◆ **ACTIVITY**
The lines below that include "common" are to be found and copied.

◆ **SUPPLIED ENTRIES**
========================================

PR #660, opened 2017-12-06
Pandas variabilityops

ekiefl:
In comparison to master, here are the differences I have documented:

1. Entries are ordered by unique_pos_identifier. For a given unique_pos_identifier, entries are ordered alphabetically by sample_id.

2. Ties from consensus values are now resolved alphabetically.

3. Competing item logic is now logical. There are three rules that are always upheld.
     - In the case of ties for the most common, or second most common item, they are always resolved alphabetically. E.g. a tie between Ala and Trp for the second most common item goes to Ala. 
     - The competing items are always arranged alphabetically, regardless of which is most common. In the previous example Ala was second most common, and if Ser was the most common, competing_aas will still be AlaSer
     - If the coverage of the most common item is equal to the total coverage, the item is paired with itself, e.g CysCys.

4. To get a first glance at variation, we display competing_nts during inspect mode in the interactive interface, which means they are stored. I don't know how the competing_nts are computed during this process, but after looking at 3 datasets (Infant Gut, E. Faecalis; TARA Oceans, HIMB083; and Mushroom Spring, Synechococcus), there were no "N" counts (--engine NT), which makes me think that consensus and competing_nts are calculated without consideration of "N" values. In contrast, the variability table is not prejudiced to N, and treats it like any other item in self.items. This means it can be the consensus value, or be one of the items in competing_nts, etc.

5. `STP` from --engine AA and `N` from `--engine NT` can be competing items or consensus values. This may or may not be different behavior.

6. For kullback_leibler_divergence_normalized, it used to be the case that if one or more of the samples for a given unique_pos_identifier had 0 coverage, the value was infinite. I now do something that is mathematically equivalent to simply discarding that sample for that unique_pos_identifier, i.e. I give it zero weight and calculate what the entropy is without that sample.

7. In my last update weighted SSM scores were not identical between master and pandas_variability. This is just due to small numerical error, when rounding the results to within 3 decimal places everything is identical. So this is equally as correct as master.

8. Any `--quince-mode` and `--min-coverage-in-each-sample 0` can produce entries with 0 coverage. In these cases `n2n1ratio` and `departure_from_consensus` used to be `-1.0`. Now, they resolve to `0.0`.

9. All `np.nan`s `-np.inf`s and `np.inf`s are set to the empty string `""` when exporting to tab-delimited file. This choice was to increase compatibility between how other programs handle things like "NaN", "inf", "-inf", etc.

10. `recover_base_frequencies_for_all_samples` may be partially vectorizable, but for now is definitely the slowest part of the code.

11. `compute_comprehensive_variability_scores` is now split into metrics that require `--quince-mode`, and those that don't. Before, some metrics didn't actually require `--quince-mode`, but were wrapped in  `compute_comprehensive_variability_scores` which did require `--quince-mode`.

12. It was discovered in the master version that `filter_based_on_scattering_factor` didn't have its intended behaviour. It still doesn't, but now a `ConfigError` is invoked if the function is called. I will fix this.

Aside from the above differences, the identicalness of the table between pandas_variability and master has been verified on the INFANT GUT for the following tables:

```
anvi-gen-variability-profile -p DATA/PROFILE21.db  -c DATA/CONTIGS.db -C merens -b E_facealis --engine AA -o VARIABILITY_TESTS/PANDAS_AA --quince
anvi-gen-variability-profile -p DATA/PROFILE21.db  -c DATA/CONTIGS.db -C merens -b E_facealis --engine AA -o VARIABILITY_TESTS/PANDAS_AA_DFR --quince -r 0.1 -z 0.9
anvi-gen-variability-profile -p DATA/PROFILE21.db  -c DATA/CONTIGS.db -C merens -b E_facealis --engine AA -o VARIABILITY_TESTS/PANDAS_AA_DFC --quince -j 0.1 -a 0.9
anvi-gen-variability-profile -p DATA/PROFILE21.db  -c DATA/CONTIGS.db -C merens -b E_facealis --engine AA -o VARIABILITY_TESTS/PANDAS_AA_MINCOV --quince --min-coverage-in-each-sample 20
anvi-gen-variability-profile -p DATA/PROFILE21.db  -c DATA/CONTIGS.db -C merens -b E_facealis --engine AA -o VARIABILITY_TESTS/PANDAS_AA_X --quince -x 2
anvi-gen-variability-profile -p DATA/PROFILE21.db  -c DATA/CONTIGS.db -C merens -b E_facealis --engine AA -o VARIABILITY_TESTS/PANDAS_AA_HEAVYPARAMS --quince --min-coverage-in-each-sample 1 -r 0.05 -z 0.95 -j 0.05 -a 0.95 -x 2

anvi-gen-variability-profile -p DATA/PROFILE21.db  -c DATA/CONTIGS.db -C merens -b E_facealis --engine NT -o VARIABILITY_TESTS/PANDAS_NT --quince
anvi-gen-variability-profile -p DATA/PROFILE21.db  -c DATA/CONTIGS.db -C merens -b E_facealis --engine NT -o VARIABILITY_TESTS/PANDAS_NT_HEAVYPARAMS --quince --min-coverage-in-each-sample 1 -r 0.05 -z 0.95 -j 0.05 -a 0.95 -x 2
```

### DIFF
--- a/anvio/db.py
+++ b/anvio/db.py
@@ -6,6 +6,7 @@
 
 import os
 import sqlite3
+import pandas as pd
 
 import anvio
 import anvio.filesnpaths as filesnpaths
@@ -255,6 +256,50 @@ class DB:
                 results_dict[row[0]] = entry
 
         return results_dict
+
+
+    def get_table_as_dataframe(self, table, table_structure=None, columns_of_interest=None, keys_of_interest=None, omit_parent_column=False, error_if_no_data=True):
+        """
+        get_table_as_dict() uses the first column as the key in the resulting
+        dictionary. For pandas DataFrames there are two reasonable design
+        approaches. The first mimics this approach and uses the first column as
+        the index of the DataFrame. The approach I take instead is to keep the
+        first column as a column in the DataFrame (it is afterall, a column)
+        and use numerical indices for the DataFrame.
+        """
+        if not table_structure:
+            table_structure = self.get_table_structure(table)
+
+        columns_to_return = table_structure
+
+        if omit_parent_column:
+            if '__parent__' in table_structure:
+                columns_to_return.remove('__parent__')
+                table_structure.remove('__parent__')
+
+        if columns_of_interest:
+            for col in table_structure[1:]:
+                if col not in columns_of_interest:
+                    columns_to_return.remove(col)
+
+        if len(columns_to_return) == 1:
+            if error_if_no_data:
+                raise ConfigError("get_table_as_dataframe :: after removing an column that was not mentioned in the columns\
+                                    of interest by the client, nothing was left to return...")
+            else:
+                return {}
+
+        if keys_of_interest:
+            keys_of_interest = set(keys_of_interest)
+
+        rows = self.get_all_rows_from_table(table)
+        results_df = pd.DataFrame(rows, columns=table_structure)
+
+        if keys_of_interest:
+            results_df = results_df.loc[results_df.index.isin(keys_of_interest)]
+        results_df = results_df.loc[:, columns_to_return]
+
+        return results_df
 
 
     def get_some_rows_from_table_as_dict(self, table, where_clause, error_if_no_data=True, string_the_key=False):
--- a/anvio/utils.py
+++ b/anvio/utils.py
@@ -17,6 +17,9 @@ import configparser
 import multiprocessing
 import urllib.request, urllib.error, urllib.parse
 
+import numpy as np
+import pandas as pd
+
 from email.mime.text import MIMEText
 from collections import Counter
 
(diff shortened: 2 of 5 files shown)


meren:
Thank you very much for all the work and the detailed report, Evan.

ekiefl:
I remember within the first couple of weeks of my rotation I asked why the variability table was not a pandas DataFrame, and joked that I could change it but that it would take me 6 months. Actually it just took 10 days.... (+8 months of training) :)

ekiefl:
Note to self:

If we come back to this, the working directory of my aforementioned tests is at `/Users/evan/Academics/Research/Meren/INFANT_GUT/`

PR #661, opened 2017-12-07
Blast aa sequences against gene calls

ekiefl:
I wrote this awhile ago because I wanted to test whether Sean's photoproteins were found in Synechococcus. Julie also wanted to know whether some specific genes were found in her phage. That's already two people. If this is anything like the Tiger Woods sex scandal, more and more people will start coming forward, so I think it's time to add this function.

There is a lot to do on this front, for example visualizing blast results in the interactive interface. But for now, this will be sufficient for people asking the question: "Are homologs of proteins X, Y or Z found in my contigs?"


meren:
This is a good direction, but I think we could start with a much cleaner design. let's talk about this PR tomorrow and make a plan.

Issue #707, opened 2018-01-22
error in display-pan after using anvi-import-misc-data


ShaiberAlon:
I imported the following table:
https://github.com/merenlab/Oral-MGx/blob/master/scripts/metapangenomics/samples-information.txt

to a pangenome, and then running `anvi-display-pan`, I got the following error:
```
Traceback (most recent call last):
  File "/Users/alonshaiber/github/anvio/bin/anvi-display-pan", line 74, in <module>
    d = interactive.Interactive(args)
  File "/Users/alonshaiber/github/anvio/anvio/interactive.py", line 106, in __init__
    self.layers_order_data_dict = TableForLayerOrders(self.args).get(self.layers_additional_data_keys, self.layers_additional_data_dict) if a_db_is_found else {}
  File "/Users/alonshaiber/github/anvio/anvio/tables/miscdata.py", line 256, in get
    return self.update_orders_dict_using_additional_data_dict(d, additional_data_keys, additional_data_dict)
  File "/Users/alonshaiber/github/anvio/anvio/tables/miscdata.py", line 276, in update_orders_dict_using_additional_data_dict
    order_data_dict['>> ' + data_key] = {'newick': None, 'basic': ','.join([t[1] for t in sorted(layer_name_layer_data_tuples)])}
TypeError: '<' not supported between instances of 'NoneType' and 'str
```

ShaiberAlon:
This reproducible using this:
https://github.com/merenlab/Oral-MGx/blob/master/temp.tar.gz

meren:
Nice catch, Alon. I am looking into this :)

ShaiberAlon:
I see what the problem is. My additional layers information contains columns that are empty for some of the samples. I guess sorted doesn't like `None`, and would have preferred that these would have been read as either an empty string or as a string `"None"` or `"NONE"`.

meren:
Can you pull and test this on `master`, alon? if it looks OK please close the issue :)

ShaiberAlon:
Thank you!

PR #708, opened 2018-01-22
deal with empty data

ShaiberAlon:
in order to create a default ordering with additional information we
need to deal with missing data. this solves #707


meren:
this solution will cause an error if the data type is not str. this needs to be aware of the data type of incoming data. I will propose something soon.

PR #742, opened 2018-02-14
warning the user

ShaiberAlon:
@meren, please look at this and let me know if you agree with my
diagnosis.


meren:
The following change doesn't make much sense:

``` diff
-        if args.profile_db and not args.collection_name:
+        if args.profile_db != args.collection_name:
```

Why? :)

ShaiberAlon:
@meren, it is not fair to slander me twice for the same error (https://merenlab.slack.com/archives/C08H4G30V/p1518650736000375?thread_ts=1518648824.000531&cid=C08H4G30V)

On the other hand it is me that didn't fix it back when you commented....

ShaiberAlon:
Ok, fixed it, I'll leave it to you to merge, just in case I'm being foolish again...

PR #745, opened 2018-02-16
Bug fix for color coding conservation of genomes with multiple genes

mahmoudyousef98:
Fixed a bug where only the last gene in a genome with multiple genes will be color coded


meren:
Thanks, @mahmoudyousef98 👍

PR #788, opened 2018-03-19
Workflows

ShaiberAlon:
I think it is stable enough to be merged with master


ShaiberAlon:
@meren, I tested it on barhal to see that the `--additional-params` works as expected and allows to use (for example): `--additional-params --cluster 'clusterize -log {log} -n {threads}' --resources nodes=40 --jobs 10`, and it worked smoothly. So this is ready to use.

meren:
This is very happy news, Alon! Thank you very much.

ShaiberAlon:
:-) Thanks!

Issue #775, opened 2018-03-07
Memory requirements of anvi-export-gene-coverage-and-detection when working with big projects


meren:
An investigation of memory needs for gene coverage recovery tasks is necessary.

Here is a report from Les:

https://groups.google.com/forum/#!msg/anvio/vARl21bw6o8/GRd9Jvo9CAAJ

ozcan:
I have tested this on both Infant Gut and one of the big FMT files, results are exciting.

FMT (black old, blue new)
![screen shot 2018-04-19 at 10 18 28 am](https://user-images.githubusercontent.com/940884/39001634-5a9c3a30-43bc-11e8-9cf0-345cf4f6ce92.png)

INFANT GUT (black old, blue new)
![screen shot 2018-04-19 at 10 31 24 am](https://user-images.githubusercontent.com/940884/39001888-ed9aed0e-43bc-11e8-9a26-978b4f843ecd.png)

File contents are the same, except the new one does not order by gene_callers_id, it follows to split order.

I will open a PR once I check other places may be affected by these changes.

meren:
These look extremely encouraging, @ozcan!

PR #810, opened 2018-04-19
Reduce memory usage of anvi-export-gene-coverage-and-detection, Related #775

ozcan:


meren:
Yay :) Thank you very much!

PR #836, opened 2018-05-28
anvi-get-short-reads-from-bam gets beefed up

ekiefl:
Tested on unpaired and paired bam files, w/ all combinations of user input I could think of. 

Multiple files separated by `,` for `-o` is a little ugly, but documentation is good with an example. Also, code catches funny instances like `file1,file2,`, `,file1,file2,file3` and `file2,,file2,file2`

### DIFF
--- a/anvio/__init__.py
+++ b/anvio/__init__.py
@@ -745,15 +745,12 @@ D = {
                       your short reads, as well as the length of the gene you are targeting.\
                       The default is %(default)d nts."}
                 ),
-    'split-by-forward-and-reverse': (
-            ['-Q', '--split-by-forward-and-reverse'],
+    'split-R1-and-R2': (
+            ['-Q', '--split-R1-and-R2'],
             {'default': False,
              'action': 'store_true',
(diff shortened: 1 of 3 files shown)


meren:
Hey Evan. Great job. Please check my changes. 

In mini test this guy reports no R1s an R2s. If it was working for the BAM files you were playing with, can you please test it and make sure I didn't break something?


Thanks!

ekiefl:
> Please check my changes

Nice changes it is much cleaner. `gzip` was removed during your commits, and I assume that was a mistake so I re-added it. I also added progress during storing reads because it looks very un-anvio-like to not have the cyan status bar during a step that takes more than a few seconds.

> In mini test this guy reports no R1s an R2s. If it was working for the BAM files you were playing with, can you please test it and make sure I didn't break something?

I experienced that before your commits and assumed that those reads were not paired. If they are, then we may have some consistency issues with pysam? It works on TARA:

image

If you're happy let's merge this.

meren:
Thanks! Looks great!

PR #929, opened 2018-08-06
Add virsorter rules to Snakemake MG workflow

jarrodscott:
A first attempt at VirSorter rules in Snakemake MG workflow

### DIFF
--- a/anvio/workflows/contigs/Snakefile
+++ b/anvio/workflows/contigs/Snakefile
@@ -63,7 +63,6 @@ if run_taxonomy_with_centrifuge:
     if not M.get_param_value_from_config(["centrifuge", "db"]):
         raise ConfigError("If you plan to run centrifuge, then you must "\
                           "provide a path for the centrifuge db in the "\
-
                           "config file. See documentation for more details.")
 
 # sanity check for virsorter db
@@ -382,7 +381,7 @@ rule anvi_script_run_eggnog_mapper:
     shell: "anvi-script-run-eggnog-mapper -c {input.contigs} --annotation {input.eggnog_output} {params.use_version}  >> {log} 2>&1"
 
 if run_classify_with_virsorter:
-    rule run_virsorter: 
+    rule run_virsorter:
         '''
             Search for viral sequences using VIRSorter on your contigs file.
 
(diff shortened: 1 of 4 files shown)


ShaiberAlon:
@jarrodscott,

I suggest that the outputs of the misc data import will be done to individual profile databases. See the way the "percent reads mapped" is imported::
This is the rule where it's imported to single profiles:
https://github.com/merenlab/anvio/blob/6a02671f24f0c1c268626d56e2b9b736f6167f3a/anvio/workflows/metagenomics/Snakefile#L980

And this is what makes snakemake understand that these need to be imported:
https://github.com/merenlab/anvio/blob/6a02671f24f0c1c268626d56e2b9b736f6167f3a/anvio/workflows/metagenomics/Snakefile#L827

Importing the collection needs to be done after merging, so it needs to be something separate. You will just add a rule for importing a collection, and then you will need some output for this rule (probably a flag file: http://snakemake.readthedocs.io/en/stable/snakefiles/rules.html#flag-files), and then just add this output file as an optional input to the "target" rule, `metagenomics_workflow_target_rule` (so that snakemake would know to run it). For an example of an optional input to the target rule, look at `qc_report`(https://github.com/merenlab/anvio/blob/6a02671f24f0c1c268626d56e2b9b736f6167f3a/anvio/workflows/metagenomics/Snakefile#L218).

The functional annotation should be configured similarly to the COGS annotation in the contigs workflow.

I hope this is helpful. Feel free to contact me whenever.

ShaiberAlon:
Hi @jarrodscott, I forgot to mention that this:
https://github.com/jarrodscott/anvio/blob/526a995b66dc5afe6179318495a87ad27f07d6f2/anvio/workflows/contigs/Snakefile#L422
Will not work when `references_mode` is used, since then the user could skip reformat fasta. The correct way, would be to get the fasta file the same way that anvi_gen_contigs_database rule gets it:
https://github.com/jarrodscott/anvio/blob/526a995b66dc5afe6179318495a87ad27f07d6f2/anvio/workflows/contigs/Snakefile#L232
i.e. using the `get_fasta` function as an input, you can learn more from the snakemake doc [here](http://snakemake.readthedocs.io/en/stable/snakefiles/rules.html#functions-as-input-files).

meren:
This branch now has too many conflicts. I hate the idea of closing it, but I am not sure what is the best course of action here either :(

What do you think, @jarrodscott?

jarrodscott:
Hi @meren 

Indeed, this is a little long in the tooth :) and since there is a [new version of Virsorter](https://github.com/jiarong/VirSorter2) that has undergone major changes, I think we should close this issue. That said, the output files from Virsorter2 seem easier to parse and the pipeline is pretty user friendly. If Virsorter2 continues to be supported, it may make sense to incorporate it into anvi'o somewhere, if not in the snakemake workflow, then perhaps as a standalone function.  If this is something you are interested in, I am certainly willing to work on it :)

meren:
That sounds like a good plan, @jarrodscott, I will then close this PR as a part of my effort to tie all loose ends as we approach to `v7`.

I would be very interested to see a workflow for Virsorter2. Perhaps we can think about this together after January? :)

PR #932, opened 2018-08-11
Align date better with academic time scales.

ctb:
cc @AstrobioMike and https://twitter.com/AstrobioMike/status/1027724624052674560 specifically.


meren:
The community is pushing for more realistic and modest promises? We shall allow it.

PR #935, opened 2018-08-14
change scikit-learn requirment

ShaiberAlon:
With the new brew and new python versions pip install
scikit-learn==0.19.1 fails, but `pip install scikit-learn` works (which
is version `0.19.2`)

Homebrew 1.7.1
Python 3.7.0

@ozcan, @meren, do you have an objection to this change?

### DIFF
--- a/requirements.txt
+++ b/requirements.txt
@@ -1,7 +1,7 @@
 numpy
 cython
 bottle==0.12.13
-pysam==0.14.1
+pysam>=0.14.1
 ete3==3.1.1
 scipy>=0.13.3
 scikit-learn>=0.19.1
@@ -16,4 +16,4 @@ pandas>=0.20.1
 matplotlib>=2.2.0
 pyani==0.2.7
 statsmodels==0.9.0
-snakemake==4.7.0
+snakemake>=4.7.0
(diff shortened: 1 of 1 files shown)


meren:
Hey Alon,

Sorry for the late response. I am fine with these version changes, but it is best if we stick with explicit version numbers rather than using `>=` for whatever is available. It creates really ugly problems in the long run and we try to avoid those as much as possible :/

ShaiberAlon:
I will not merge it yet, since currently, `anvi-interactive` doesn't work properly on my computer.... I don't why that is, and I have ignored it for now, since I haven't needed the interface on my local.
Once I figure this out, and verify that it has nothing to do with any of the updated versions, then what I suggest is updating the requirements for these libraries (i.e. pysam, snakemake, pandas, and scikit-learn) to their latest version with `==`.

To my understanding, the only problem with currently updating the requirement to be `==` is that it would require people to upgrade to python 3.7 (am I right?), and currently that comes with a lot of problems (e.g. the problem with `datrie` that I specify above).

meren:
Let's talk about this later :)

meren:
(putting a note here so we don't forget)

PR #944, opened 2018-08-24
Explicitly define default for --hmm-source.

blankenberg:
Should have no functional impact. 

However, it blew up my Galaxy Tool generator when building help text. 

I can apply an easy one-line fix to my tool generator to default to `None` for any non-defineds, but this is the only instance of a value being referenced in the help but not explicitly declared.

### DIFF
--- a/anvio/__init__.py
+++ b/anvio/__init__.py
@@ -487,6 +487,7 @@ D = {
     'hmm-source': (
             ['--hmm-source'],
             {'metavar': 'SOURCE NAME',
+             'default': None,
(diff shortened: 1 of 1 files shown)


meren:
Apologies for the oversight, and thanks for your fix!

blankenberg:
No worries, thanks for the very quick merge!

Change in my code was:
```help = help % self.info_dict```
to
```help = help.format(**self.info_dict)```
So really a super-easy fix on my end, but then I started an internal debate as to whether I should want to catch these sort of things...

meren:
I think it is always better to find the lowest levels of organization to enforce explicit descriptions. So your change is much appreciated :)

PR #956, opened 2018-09-03
Amy Willis' functional enrichment score

### LINKED ISSUE #904: Implement an appropriate statistical test for functional enrichment
See thread here: http://merenlab.org/2016/11/08/pangenomics-v2/#comment-3963129765.

ShaiberAlon:
closes #904.

Here we implemented the enrichment score that was suggested by @adw96. More details are here (including a short explanation from Amy):
http://merenlab.org/2016/11/08/pangenomics-v2/#making-some-sense-of-functions-in-your-pangenome

### DIFF
--- a/anvio/__init__.py
+++ b/anvio/__init__.py
@@ -396,14 +396,28 @@ D = {
              'help': "Takes a value between 0 and 1, where 1 means that only functions that occur in all members of\
                       one of the compared groups will be included in the output. Default is %(default).1f."}
                 ),
+    'false-detection-rate': (
+            ['--false-detection-rate', '--FDR'],
+            {'metavar': 'PORTION',
+             'default': 0.05,
+             'type': float,
+             'help': "Takes a value between 0 and 1, to determine the false detection rate that will be used \
+                      for the Benjamini–Hochberg procedure. Default is %(default).1f."}
+                ),
+    'core-threshold': (
+            ['--core-threshold'],
+            {'metavar': 'PORTION',
+             'default': 1,
+             'type': float,
+             'help': "Takes a value between 0 and 1, where 1 means that only functions occuring in all genomes \
+                     of a group would be considered as core functions of that group. Default is %(default).1f."}
+                ),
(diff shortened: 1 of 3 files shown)


anvio/summarizer.py
```diff
@@ -1902,3 +1891,39 @@ def store_data_in_file(self, output_file_name_posfix, content):
         output_file_obj.write('%s\n' % content)
         output_file_obj.close()
 
+
+def benjamini_hochberg_procdure(p_values, fdr=0.05):
```
meren: so this doesn't do anything? ;)

By the way, this function (and `get_z_test_statistic`) would be much better if they were . in utils, in my opinion.

anvio/__init__.py
```diff
@@ -396,14 +396,28 @@ def get_args(parser):
...
+            ['--false-detection-rate', '--FDR'],
+            {'metavar': 'PORTION',
+             'default': 0.05,
+             'type': float,
+             'help': "Takes a value between 0 and 1, to determine the false detection rate that will be used \
+                      for the Benjamini–Hochberg procedure. Default is %(default).1f."}
+                ),
+    'core-threshold': (
+            ['--core-threshold'],
+            {'metavar': 'PORTION',
```
meren: metavar is much more useful when it describes the data type. integer, float, name, file path, etc :)

anvio/summarizer.py
ShaiberAlon: Done :-)
https://github.com/merenlab/anvio/commit/c182b3ee6f4b5f6ba4ada33dfa2f76d6aee27cf7
https://github.com/merenlab/anvio/commit/a704917f417b104c5de9666c260c4b065cc1bddd

Thank you!

anvio/__init__.py
ShaiberAlon: Also done :-)
https://github.com/merenlab/anvio/commit/9e2c33c7c1e8dc99a938b19711a1e686127d10ff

========================================

◆ **YOUR RESPONSE**
     - In the case of ties for the most common, or second most common item, they are always resolved alphabetically. E.g. a tie between Ala and Trp for the second most common item goes to Ala. 
     - The competing items are always arranged alphabetically, regardless of which is most common. In the previous example Ala was second most common, and if Ser was the most common, competing_aas will still be AlaSer
     - If the coverage of the most common item is equal to the total coverage, the item is paired with itself, e.g CysCys.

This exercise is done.